Não, ou pelo menos a generalidade das pessoas não faria imediatamente a correlação, se bem que o termo não lhes seja estranho em virtude das telenovelas brasileiras. Mas nem sempre têm uma noção exacta do que é. A Câmara Municipal brasileira, de resto, também não corresponde à portuguesa, porque é um órgão legislativo, correspondendo, portanto à Assembleia Municipal em Portugal, enquanto aqui a Câmara Municipal é um órgão executivo cujo símile é a Prefeitura no Brasil. Na mesma linha, o _'vereador_' brasileiro também não corresponde ao português. Em Portugal os vereadores são membros da Câmara Municipal (portanto pertencem ao órgão executivo) enquanto no Brasil são os membros do órgão legislativo.

*PORTUGAL*.........................................................*BRASIL*
.........................*.ÓRGÃO EXECUTIVO*.....................................
Câmara Municipal............................................ Prefeitura
Presidente da Câmara Municipal.........................   Prefeito
Vereador...................................................... Secretário (de governo)
.........................*.ÓRGÃO LEGISLATIVO*....................................
Assembleia Municipal....................................... Câmara Municipal
Deputado municipal/representante/membro(*).....  Vereador

(*) Esta terminologia não está estabilizada


----------



## Malibran

Muito obrigado pela clarificaçao, Carfer. Foi útil mesmo!


----------



## cinditina

Aproveitando o tema, então "concejalía" sería o órgão público onde trabalham os "concejales", como o prefeito tem a sua Prefeitura? O prefeito trabalha na prefeitura (Ayuntamiento) e os vereadores na câmara dos vereadores (Concejalía). Espero não haver complicado, mas o que eu agora quero saber é a nivel físico (edificios mesmo) e não o conceito. 
gracias


----------



## Vanda

Parece ser concejo.
http://www.wordreference.com/definicion/concejo


 Edificio donde tiene su sede el ayuntamiento:
el concejo está en la plaza.


----------



## Carfer

Esperemos pelos espanhóis, mas acho que eles dizem '_Ayuntamiento_', ou seja, não distinguem o órgão da instalação física, como aliás nós, portugueses, também não: 'Câmara Municipal' é um termo ambíguo porque tanto se pode referir ao órgão como ao edifício. Até fazemos pior, muitas vezes confundimos a Câmara Municipal com o município (ou concelho - tecnicamente, todos eles são coisas diferentes, mas na linguagem comum não fazemos a distinção)


----------



## ramonflores

Com efeito, como aponta Carfer no Reino de España diz-se geralmente _Ayuntamiento_. _Concejo_ soa a antigo e acho que apenas se usa nas Astúrias e zonas limítrofes. Na Galiza diz-se _concelho_, mas em galego não em castelhano, onde sempre escutei _Ayuntamiento_. Outra coisa é como se diz noutros países, mas ai não posso ajudar.

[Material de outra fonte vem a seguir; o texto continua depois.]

PR #33413, opened 2024-10-01
fix: missing pt-BR transation for non-member user mentions

abhinavkrin:

Fix missing translations for mention notifications in pt-BR locale when a user is mentioned but not part of the current channel.
Screenshot 2024-10-01 at 11 03 44 PM

## Further comments

[CORE-710](https://rocketchat.atlassian.net/browse/CORE-710)


packages/i18n/src/locales/pt-BR.i18n.json
```diff
@@ -4867,6 +4870,9 @@
   "You_have_not_verified_your_email": "Você ainda não verificou o seu e-mail.",
   "You_have_successfully_unsubscribed": "A partir de agora você não está mais cadastrado em nossa lista de e-mails.",
   "You_must_join_to_view_messages_in_this_channel": "Você deve participar para ver mensagens neste canal",
+  "You_mentioned___mentions__but_theyre_not_in_this_room": "Você mencionou {{mentions}}, mas eles não estão nesta sala.",
```
tiagoevanp, line 4873: Can you use [plurals](https://www.i18next.com/translation-function/plurals) here?

tiagoevanp (changes requested):

packages/i18n/src/locales/pt-BR.i18n.json
tiagoevanp: image
Here you are mentioning a single user, but the rest of the sentence is for more than a single one

packages/i18n/src/locales/pt-BR.i18n.json
```diff
@@ -1486,6 +1487,7 @@
   "Do_not_display_unread_counter": "Não exibir nenhum contador desse canal",
   "Do_not_provide_this_code_to_anyone": "Não forneça este código para ninguém.",
   "Do_Nothing": "Não fazer nada",
+  "Do_nothing": "Não fazer nada",
```
tiagoevanp, line 1490:
```suggestion
  "Do_nothing": "Fazer nada",
```

packages/i18n/src/locales/pt-BR.i18n.json
```diff
@@ -1486,6 +1487,7 @@
   "Do_not_display_unread_counter": "Não exibir nenhum contador desse canal",
   "Do_not_provide_this_code_to_anyone": "Não forneça este código para ninguém.",
   "Do_Nothing": "Não fazer nada",
+  "Do_nothing": "Fazer nada",
```
aleksandernsilva, line 1490: Guys, as wrong as it may seem I believe in pt-BR the correct way is to have a double negation. 
If still in doubt I recommend talking with one of our ux writers.

```suggestion
  "Do_nothing": "Não fazer nada",
```
_(btw not super happy having both `Do_nothing` and `Do_Nothing` with the exact same expression 😞 )_

aleksandernsilva (changes requested):

packages/i18n/src/locales/pt-BR.i18n.json
gabriellsh: In the english translation there is a case difference between the two:

```
  "Do_Nothing": "Do Nothing",
  "Do_nothing": "Do nothing",
```

So there is a reason for both existing but they should probably be slightly different

gabriellsh (dismissed):
I don't think this is a regression. Did anyone test this in older versions to make sure?

Also, the issue reported is not a missing translation. When there is a translation missing, it should always default to the english version (english translation is the base for all other translations, so it is the only one 100% guaranteed to have all keys present, always)

In the attached Jira task the title does indeed just mentions a missing translation, but in the `Expected behaviour` section there is a mention to how missing translations should be defaulted to english. I understand the confusion.

jessicaschelly:
> Did anyone test this in older versions to make sure?

Yes, on version 6.12.1, it shows the text in English (fallback for missing translation)
image

aleksandernsilva:
@gabriellsh Your points were addressed here #33440

Since the translations itself don't categorize as regression, I am changing this PR's prefix to `i18n` and milestone to `6.14`.

MarcosSpessatto (approved):

packages/i18n/src/locales/pt-BR.i18n.json
```diff
@@ -1494,6 +1495,7 @@
   "Do_not_display_unread_counter": "Não exibir nenhum contador desse canal",
   "Do_not_provide_this_code_to_anyone": "Não forneça este código para ninguém.",
   "Do_Nothing": "Não fazer nada",
+  "Do_nothing": "Não fazer nada",
```
ggazzo, line 1498: why 2 keys with same value and almost same key?

PR #33399, opened 2024-09-30
chore!: Update private apps cap on Community Edition

matheusbsilva137:
## Proposed changes (including videos or screenshots)

- Update private apps cap on CE from 3 to 0;
- Add end-to-end tests for private apps upload on CE and EE.

## Steps to test or reproduce

Enabling new private apps should not be allowed on CE starting on 7.0. They can be installed, but their status should be "Disabled" by default, and enabling them should not be available to CE.
While on Premium workspaces (including the Starter plan), no behavior should be changed: new private apps can be installed and their status should be "Enabled" by default as long as they're under the plan's max private apps limitation.

## Further comments

[PASLR-2](https://rocketchat.atlassian.net/browse/PASLR-2)

[PASLR-2]: https://rocketchat.atlassian.net/browse/PASLR-2?atlOrigin=eyJpIjoiNWRkNTljNzYxNjVmNDY3MDlhMDU5Y2ZhYzA5YTRkZjUiLCJwIjoiZ2l0aHViLWNvbS1KU1cifQ

PR #33417, opened 2024-10-02
fix!: Private apps are always auto enabled when updated

matheusbsilva137:

 - Stop auto-enabling private apps when they are updated. Instead, only try to startup the updated app (and consequently, auto-enable it) when it was already in an enabled status before the update.

## Steps to test or reproduce

Go to **Marketplace > Private apps** and try updating a disabled private app in CE (eg by uploading its file once again).
**Current behavior:** the updated app will be enabled after the update, regardless of any condition.
**Expected behavior:** the app should only be enabled if it was already enabled before the update (so that license restriction are also followed accordingly)

## Further comments

[PASLR-25](https://rocketchat.atlassian.net/browse/PASLR-25)

[PASLR-25]: https://rocketchat.atlassian.net/browse/PASLR-25?atlOrigin=eyJpIjoiNWRkNTljNzYxNjVmNDY3MDlhMDU5Y2ZhYzA5YTRkZjUiLCJwIjoiZ2l0aHViLWNvbS1KU1cifQ

### DIFF
--- a/packages/apps-engine/src/server/AppManager.ts
+++ b/packages/apps-engine/src/server/AppManager.ts
@@ -720,7 +720,8 @@ export class AppManager {
         aff.setApp(app);
 
         if (updateOptions.loadApp) {
-            await this.updateLocal(stored, app);
+            const shouldEnableApp = AppStatusUtils.isEnabled(descriptor.status);
+            await this.updateLocal(stored, app, shouldEnableApp);
 
             await this.bridges
                 .getAppActivationBridge()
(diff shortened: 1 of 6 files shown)


matheusbsilva137:
Waiting for #33399 to be merged to open this PR (so that E2E tests work properly)

packages/apps-engine/src/server/AppManager.ts
```diff
@@ -742,7 +743,7 @@ export class AppManager {
      * With an instance of a ProxiedApp, start it up and replace
      * the reference in the local app collection
      */
-    public async updateLocal(stored: IAppStorageItem, appPackageOrInstance: ProxiedApp | Buffer) {
+    public async updateLocal(stored: IAppStorageItem, appPackageOrInstance: ProxiedApp | Buffer, enable: boolean) {
```
tassoevan, line 746: Instead of introducing a boolean parameter, what about creating two methods? https://understandlegacycode.com/blog/what-is-wrong-with-boolean-parameters/

tassoevan (changes requested):

tassoevan (approved):

PR #33419, opened 2024-10-02
chore!: e2ee mention setting update

hugocostadev:

Change the default value of `E2E_Enabled_Mentions` to true to always accept mentions in E2EE messages

## Further comments

https://rocketchat.atlassian.net/browse/E2EE2-71


tassoevan (approved):

KevLehman (dismissed):
Confirmed with Hugo via DM that this change gets propagated to the cached collection accordingly, 💯

ggazzo (approved):

PR #33420, opened 2024-10-02
chore!: Tag private apps as migrated (exempt from CE limitations) when moving to the next major

matheusbsilva137:

 - Tag **all** private apps from CE workspaces as `migrated` when moving to 7.0 so that they're exempt from the new CE limitations;

## Further comments

[PASLR-3](https://rocketchat.atlassian.net/browse/PASLR-3)

[PASLR-3]: https://rocketchat.atlassian.net/browse/PASLR-3?atlOrigin=eyJpIjoiNWRkNTljNzYxNjVmNDY3MDlhMDU5Y2ZhYzA5YTRkZjUiLCJwIjoiZ2l0aHViLWNvbS1KU1cifQ

### DIFF
--- a/apps/meteor/server/models/raw/AppLogsModel.ts
+++ b/apps/meteor/server/models/raw/AppLogsModel.ts
@@ -13,7 +13,9 @@ export class AppsLogsModel extends BaseRaw<any> implements IAppLogsModel {
 	}
 
 	async resetTTLIndex(expireAfterSeconds: number): Promise<void> {
-		await this.col.dropIndex('_updatedAt_1');
+		if (await this.col.indexExists('_updatedAt_1')) {
+			await this.col.dropIndex('_updatedAt_1');
+		}
 		await this.col.createIndex({ _updatedAt: 1 }, { expireAfterSeconds });
 	}
 }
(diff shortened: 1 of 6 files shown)


apps/meteor/server/models/raw/AppLogsModel.ts
```diff
@@ -13,7 +13,9 @@ export class AppsLogsModel extends BaseRaw<any> implements IAppLogsModel {
 	}
 
 	async resetTTLIndex(expireAfterSeconds: number): Promise<void> {
-		await this.col.dropIndex('_updatedAt_1');
+		if (await this.col.indexExists('_updatedAt_1')) {
```
matheusbsilva137, line 16: Running the new migration would trigger an error here due to the attempt of removing an unexistent `_updatedAt_1` index in AppsLogs, so I also needed to check whether this index exists to avoid throwing this error :man_shrugging:

tapiarafael (approved):

apps/meteor/server/startup/migrations/v307.ts
```diff
@@ -0,0 +1,40 @@
...
+import { License } from '@rocket.chat/license';
+
+import type { AppRealStorage } from '../../../ee/server/apps/storage';
+import { addMigration } from '../../lib/migrations';
+
+addMigration({
+	version: 307,
+	name: "Mark all installed private apps as 'migrated'",
+	async up() {
+		const isEE = License.hasValidLicense();
```
pierre-lehnen-rc, line 13: Shouldn't we flag them on EE workspaces as well, in case any of them switch to CE in the future?

matheusbsilva137: We don't need to because we're now handling this in the `onRemoveLicense` and `onInvalidateLicense` callbacks (check #33439). Private apps will always be flagged as migrated on downgrade starting on 7.0

tassoevan (approved):

PR #33422, opened 2024-10-03
feat: Add support for Omnichannel Contacts on the Importer system

pierre-lehnen-rc:

This PR is one of two parts for implementing Contact Import. What this one does is add "Contact" as one of the possible data types that can be managed on the importer classes. It does not implement any logic for actually converting imported data into Contacts. Such logic will be introduced in a separate PR.

## Issue(s)

[SCI-43](https://rocketchat.atlassian.net/browse/SCI-43)

## Further comments

[SCI-43]: https://rocketchat.atlassian.net/browse/SCI-43?atlOrigin=eyJpIjoiNWRkNTljNzYxNjVmNDY3MDlhMDU5Y2ZhYzA5YTRkZjUiLCJwIjoiZ2l0aHViLWNvbS1KU1cifQ


apps/meteor/app/importer-csv/server/addParsedContacts.ts
```diff
@@ -0,0 +1,36 @@
+import { Random } from '@rocket.chat/random';
+
+import type { ImportDataConverter } from '../../importer/server/classes/ImportDataConverter';
+
+export async function addParsedContacts(this: ImportDataConverter, parsedContacts: string[][]): Promise<number> {
```
MarcosSpessatto, line 5: It would be better to move this as the importer class method instead of providing the `this` for the function.

apps/meteor/app/importer/server/classes/ImporterSelection.ts
```diff
@@ -1,12 +1,19 @@
-import type { IImporterSelection, IImporterSelectionChannel, IImporterSelectionUser } from '@rocket.chat/core-typings';
+import type {
+	IImporterSelection,
+	IImporterSelectionChannel,
+	IImporterSelectionUser,
+	IImporterSelectionContactOrIdentifier,
+} from '@rocket.chat/core-typings';
 
-export class ImporterSelection implements IImporterSelection {
+export class ImporterSelection<WithData extends boolean = true> implements IImporterSelection<WithData> {
```
MarcosSpessatto, line 8: Since this generic type is used only for the new contacts support, wouldn't it be better to create a specialized class for it and then use the generic, I think this would create confusion especially since we are using a boolean for it. It's not explicit to me when I'm reading the importer process. WDYT?

MarcosSpessatto (changes requested):

apps/meteor/app/importer-csv/server/addParsedContacts.ts
pierre-lehnen-rc: I did it here just to keep the two PRs independent from each other; I'll still be opening a third one with the actual code to convert the contacts and I'll be moving this function on it.

apps/meteor/app/importer/server/classes/ImporterSelection.ts
pierre-lehnen-rc: I want to use it for the other data types as well, but that would be a breaking change as this type is used on an endpoint.

MarcosSpessatto (approved):

PR #33424, opened 2024-10-03
fix: Custom sounds not working when storage is set to filesystem

KevLehman:

- Use `mime` type package to infer the content type of the uploaded file from its extension
- Add logs to places where we were swallowing the errors so we have visibility of what's going on 
## Issue(s)

 https://rocketchat.atlassian.net/browse/SUP-680
## Steps to test or reproduce

- Set custom sound storage to filesystem and assign a valid path
- Restart server (for some reason, these changes only apply after restart)
- Upload new custom sound
- Try to play 💥


pierre-lehnen-rc (approved):

.changeset/seven-hotels-collect.md
```diff
@@ -0,0 +1,5 @@
+---
+"@rocket.chat/meteor": patch
+---
+
+Fixes a problem with custom sounds causing files to not be playable when using filesystem storage.
```
Dnouv, line 5: Based on the structure guidelines it should be:

> Fixes a problem with custom sounds (What) that prevents files from being playable when using filesystem storage (Why) by adjusting the file access method (How)

Dnouv (changes requested):

.changeset/seven-hotels-collect.md
KevLehman: Actually, i don't mind changing. But since the original CS has the 2 of 3 elements (what why) like all the other CSs out there, we should be good.

Thanks!

PR #33430, opened 2024-10-03
feat: Current chats department filter fallback for department deletion

rique223:

Added a fallback to the current chats departments filter in which when a department is deleted and another user has the department selected in the filter, if the page is reloaded the user will be warned about the deletion and sent back to the default option of the filter.

Demo gif:
fallback_departments_filter

## Further comments

Jira task: [CONN-352](https://rocketchat.atlassian.net/browse/CONN-352)

[CONN-352]: https://rocketchat.atlassian.net/browse/CONN-352?atlOrigin=eyJpIjoiNWRkNTljNzYxNjVmNDY3MDlhMDU5Y2ZhYzA5YTRkZjUiLCJwIjoiZ2l0aHViLWNvbS1KU1cifQ


gabriellsh (changes requested):
There's some code reviews I'd have liked to do first, but I have some questions that I must ask before.

Where did this improvement come from? From what I can see, there's a related issue linked in the task, but this is not a fix to that. Was this prompted from a PM or were other people involved in the definition of this feat?

Did the design team participate in this at all? At least to define the new translation?

Also, the chageset is missing. I'll convert this PR to a draft until we iron out these kinks.

rique223:
> There's some code reviews I'd have liked to do first, but I have some questions that I must ask before.
> 
> Where did this improvement come from? From what I can see, there's a related issue linked in the task, but this is not a fix to that. Was this prompted from a PM or were other people involved in the definition of this feat?
> 
> Did the design team participate in this at all? At least to define the new translation?
> 
> Also, the chageset is missing. I'll convert this PR to a draft until we iron out these kinks.

Answering here for future reference:
Where did this improvement come from?
A: It is a related issue to the one linked in the task as the structure suggests, in this case, it causes the same problem as the linked bug but instead of being just a simple bug it also is a product gap as there was no definition for what should happen with the filter if the department is deleted.

Was this prompted from a PM or were other people involved in the definition of this feat?
A: The initial idea of fixing the problem was mine but my solution was different, I took this to Renato for product input and he suggested the current flow;

Did the design team participate in this at all? At least to define the new translation?
A: Yes, the text you see in the gif is from the POC, I've just shipped the new design approved copy;

Also, the chageset is missing.
A: Nice catch, will add it shortly.

gabriellsh (changes requested):
I forgot to request these changes (I communicated the review in a meet call), and I'll request this review just for documentation purposes.

gabriellsh (changes requested):

rique223:
> @rique223 With the introduction of SCI we're going to deprecate Current Chats, so I don't see any reason to add this feature now. Would you mind to check with the Product team if we could hold this one until we get the SCI code merged and introduce this feature under Omnichannel Directory chats directly? FYI @gabriellsh

Hey Doug, thanks for the info man. I've talked with Renato about this and he approved waiting for SCI. I'll keep this PR on hold.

_Concejalia_ vem sendo algo assim como ministério mas a nível municipal. Assim fala-se da _concejalia de deportes_ ou da _concejalia de obras públicas_. A frente duma _concejalia_ está um/a _concejal/a_, _concejal de deportes_, _concejal de tráfico_, etc. É possível que uma concejalia tenha um local próprio, mas também pode ser que comparta local com outras _concejalias_, depende do tamanho e importância do município.


----------



## Carfer

ramonflores said:


> Com efeito, como aponta Carfer no Reino de España diz-se geralmente _Ayuntamiento_. _Concejo_ soa a antigo e acho que apenas se usa nas Astúrias e zonas limítrofes. Na Galiza diz-se _concelho_, mas em galego não em castelhano, onde sempre escutei _Ayuntamiento_. Outra coisa é como se diz noutros países, mas ai não posso ajudar.
> 
> _Concejalia_ vem sendo algo assim como ministério mas a nível municipal. Assim fala-se da _concejalia de deportes_ ou da _concejalia de obras públicas_. A frente duma _concejalia_ está um/a _concejal/a_, _concejal de deportes_, _concejal de tráfico_, etc. É possível que uma concejalia tenha um local próprio, mas também pode ser que comparta local com outras _concejalias_, depende do tamanho e importância do município.



E '_concejalía_' em português é _'pelouro_'.


----------